Aim of the task
Copy out all of the material. Every line must match the original.

==== Extracted data ====

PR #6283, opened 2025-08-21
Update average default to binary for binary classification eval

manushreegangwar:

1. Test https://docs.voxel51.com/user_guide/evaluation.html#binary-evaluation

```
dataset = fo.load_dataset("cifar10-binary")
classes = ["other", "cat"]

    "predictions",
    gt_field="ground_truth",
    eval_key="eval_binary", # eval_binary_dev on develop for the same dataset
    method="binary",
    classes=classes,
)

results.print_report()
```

====

Completed exercise
PR #6283, opened 2025-08-21
Update average default to binary for binary classification eval

manushreegangwar:

1. Test https://docs.voxel51.com/user_guide/evaluation.html#binary-evaluation

```
dataset = fo.load_dataset("cifar10-binary")
classes = ["other", "cat"]

    "predictions",
    gt_field="ground_truth",
    eval_key="eval_binary", # eval_binary_dev on develop for the same dataset
    method="binary",
    classes=classes,
)

results.print_report()
```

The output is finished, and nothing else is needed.